Market Analytics and Considerations
Key Notes
On Monday, the dollar increased while the majority of Asian currencies sank as markets braced for eagerly anticipated indications on U.S. monetary and fiscal policy from a Federal Reserve meetings and a report on consumer inflation.
Amid mounting worries about a likely recession in 2023, which lowered demand for risky assets, the majority of regional units were still suffering losses from the previous week.
The Chinese yuan lost 0.3%, while the South Korean won and Malaysian ringgit both experienced losses of 0.5%, the biggest among their regional counterparts.
Concerns that a sharp increase in local infections will postpone a wider reopening have substantially overshadowed optimism regarding the withdrawal of anti-COVID measures in China. Analysts predict that when the nation emerges from almost three years of COVID shut downs, market volatility will rise.
However, a Chinese reopening would be advantageous for the Asian economies that rely on China as a trading bloc.
The Japanese yen dropped 0.2% as statistics revealed that producer price inflation surged more than anticipated in the nation, suggesting further stress on the economy in the months to come.
Additionally, in recent days, the yen has gained from the belief that the Bank of Japan will inevitably change its ultra-loose monetary policy as a result of high inflation.
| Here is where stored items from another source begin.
PR #2756, opened 2021-07-05
Move side bars into flex container.

gokaysatir:
So, we no longer need to set positions of HTML elements using margins or absolute positioning or attributes like "left: 30px".

Tested on mobile, desktop, tablet views with & without notebookbar.

Change-Id: Ib301dfa8c06a9cf12acd33caf1b6a852a2faab20

* Resolves: # 
* Target version: master 

### TODO

- [ ] ...

### Checklist

### DIFF
--- a/cypress_test/integration_tests/common/mobile_helper.js
+++ b/cypress_test/integration_tests/common/mobile_helper.js
@@ -4,6 +4,16 @@ var helper = require('./helper');
 
 // Enable editing if we are in read-only mode.
 function enableEditingMobile() {
+
+	//https://stackoverflow.com/a/63519375/1592055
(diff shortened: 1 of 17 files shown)


pedropintosilva (changes requested):
I have tested and everything seems ok! : ) (desktop, mobile, tablet, multiple browsers)
But could you please rename the id to something more unique? 
from `flex-row-container` to `main-content` or `document-sidebar-container`

pedropintosilva (approved):
Thanks for the new commit. Just to make the life easier when choosing what to port (and to avoid missing them) I have rebased and modified your first commit (and removed the last one)

PR #3600, opened 2021-11-11
Remove config option loleaflet_html

timar:
This means that we will no longer read loleaflet_html from old config files, which is
a good thing in 99.9% of the cases, because it contains a wrong default: loleaflet.html
For those integrators, who used this setting, we will offer an alternative slution later.

Change-Id: Ia82f812a5d3e522a9d33e7fcafcaa45130312d60


kendy (approved):
Looks great, thank you!

PR #3616, opened 2021-11-12
Spinfield: improve input number (webkit)

pedropintosilva:
On webkit based browsers spinfield controls (up an down) are hidden by
default and only appear on hover on top of that they look a bit wonky
(too small and not well positioned)

This improves that by sill using the same web native control while
styling those pseudo (vendor) classes. Extras:
- Mouse cursor change
- Different opacity values (so we retaining that visual difference
	between hover and normal state)
- Increase size of those arrows

Change-Id: I07aacfc387cbf42efec1d302094bbfdfae4da4ed


eszkadev (approved):
nice!

PR #3627, opened 2021-11-15
rename: loolconfig -> coolconfig

merttumer:
Change-Id: Ied23cb46a668f754931fc125745b674b546a0195

* Resolves: # 
* Target version: master 

### TODO

- [ ] ...

### Checklist

### DIFF
--- a/.gitignore
+++ b/.gitignore
@@ -80,6 +80,7 @@ loolconvert
 loolsocketdump
 loolstress
 loolconfig
+coolconfig
 loolforkit-nocaps
 loadtest
 unittest
--- a/man/coolconfig.1
+++ b/man/coolconfig.1
@@ -1,0 +1,27 @@
+.TH COOLCONFIG "1" "May 2018" "coolconfig" "User Commands"
+.SH NAME
+coolconfig \- Configuration tool for Collabora Online.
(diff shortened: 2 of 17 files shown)


man/coolconfig.1
```diff
@@ -0,0 +1,27 @@
+.TH LOOLCONFIG "1" "May 2018" "Coolconfig" "User Commands"
```
timar, line 1: LOOLCONFIG here

.gitignore
```diff
@@ -79,7 +79,7 @@ loolmap
 loolconvert
 loolsocketdump
 loolstress
-loolconfig
```
kendy, line 82: Would be good to still keep loolconfig, but only as a symlink to coolconfig (created in a Makefile) so that it can be packed into a -compat package.

Otherwise looks good to me, thank you!

man/coolconfig.1
```diff
@@ -0,0 +1,27 @@
...
+.SH NAME
+Coolconfig \- Configuration tool for Collabora Online.
+.SH SYNOPSIS
+Coolconfig COMMAND [OPTIONS]
```
timar, line 5: coolconfig - lower case!

PR #3631, opened 2021-11-15
Default to automatically cleaning up high resource consumers.

mmeeks:
Change-Id: I570d13e696e7e2dc01dd29751df26eb532fa1a76

* Resolves: # 
* Target version: master 

### TODO

- [ ] ...

### Checklist


timar:
@mmeeks the setting will change only for new installations, because package upgrade does not update config file. If you have to change these as well:
```
wsd/LOOLWSD.cpp:            { "per_document.cleanup[@enable]", "false" },
wsd/LOOLWSD.cpp:    docCleanupSettings.setEnable(getConfigValue<bool>("per_document.cleanup[@enable]", false));
```
then old users who do not have this setting in their config file, will get the new default. Unfortunately we cannot change the default for old users, who already have `<cleanup desc="Checks for resource consuming (bad) documents and kills associated kit process. A document is considered resource consuming (bad) if is in idle state for idle_time_secs period and memory usage passed limit_dirty_mem_mb or CPU usage passed limit_cpu_per" enable="false">` (the old default) in their config file. It is bad design from start.

mmeeks:
Fair enough - but I'm happy to leave the legacy users with their existing setting I think; that's fine.

PR #3632, opened 2021-11-16
docker: Make Notebookbar the default again

thebearon:
...and user interface mode parametrizable.

Change-Id: Id4538f27f5aef9190c546ec8dc1d505042837aeb

* Target version: master


timar (approved):

litvin-Millogic:
Could you please explain why you are insisting on this approach?  Why not simply change the default in loolwsd.xml and that's all?

At the very least, can I suggest that you please add a comment in loolwsd.xml that alerts the user to the possibility that the UI setting may have been overridden by a passed-in parameter?  This would potentially save many users many hours of frustration...

PR #3644, opened 2021-11-16
comments: show full comments on the right when enough space

eszkadev:
Resize comments section when enough space to show comments on the
right side. Document is not centered in that case and we can use
free space from the left side.


eszkadev (commented):
PR still has to be improved, I tested it more on other computer and seems to cause a lot of flickering after rebase.

PR #3662, opened 2021-11-17
Fix debian dockerfile: explicitly set buster as source since is now oldstable

mmaridev:
* Target version: master 

### Summary

Set buster as source since is now oldstable

### Checklist


thebearon:
Hi Marco, what would be the reason behind using the older Debian version compared to the newer one?

mmaridev:
Hi Aaron,
basically that the build is currently broken. Some of the packages included in the dockerfile are no longer available in debian 11.
Since debian 10 will still be supported for a while, setting the dockefile to buster is a good workaround.

PR #3690, opened 2021-11-19
private/pedro/about dialog fix wrapping on mobile

pedropintosilva:
- About dialog: fix text wrapping on mobile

Investors poised themselves for a possible stronger-than-expected consumer price index (CPI) data on Tuesday, which led to the dollar strengthening on Monday. According to information released this week, producer price inflation slowed down less than anticipated in November, indicating a linear behavior in the CPI.
Both the dollar index and greenback futures increased by 0.3% and were trading close to 105 points.
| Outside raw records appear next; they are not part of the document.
PR #3691, opened 2021-11-19
private/kendy/userinterfacedefault

kendy:
- Make Notebookbar the default
- Add a value "default" for the user interface


mmeeks:
Works nicely for me - thanks Kendy ! =) great to see it pass CI.

PR #3698, opened 2021-11-22
jsdialog: use unique ids for unobuttons

eszkadev:
now all uno buttons with the same command will share class not id:
.unoXXX  not  #XXX

this is needed for a11y


eszkadev:
@pedropintosilva FYI
What I see is that we don't use too much of css rules for specific uno buttons using ids.
(one I can see is InsertGraphic in branding). Worth checking if everything looks ok.

gokaysatir (dismissed):
Thanks for the fix :)

eszkadev:
but we have to fix cypress, it uses old ids...

pedropintosilva (approved):
Thanks @eszkadev !

PR #3700, opened 2021-11-22
Fix WOPISrc generation after save as

eszkadev:
This fixes regression from:
https://github.com/CollaboraOnline/online/commit/293081a6317f551315c49055475c33bb0fc9792e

A higher-than-anticipated inflation figure could prompt the Federal Reserve to issue additional aggressive warnings on Wednesday following the end of its two-day meeting.
Firmer inflation may force the central bank to maintain rates higher for long periods of time than anticipated, even though this week’s rate increase is only likely to be 50 basis points.
Concerns about inflation possibly remaining tenacious in the near future increased as a result of strong November U.S. data. This sparked concerns about a likely U.S. recession in 2023, which recently hurt Asian currencies.
This year, the main drag on Asian currencies was an increase in U.S. interest rates as the spread among riskier and low-risk yields closed.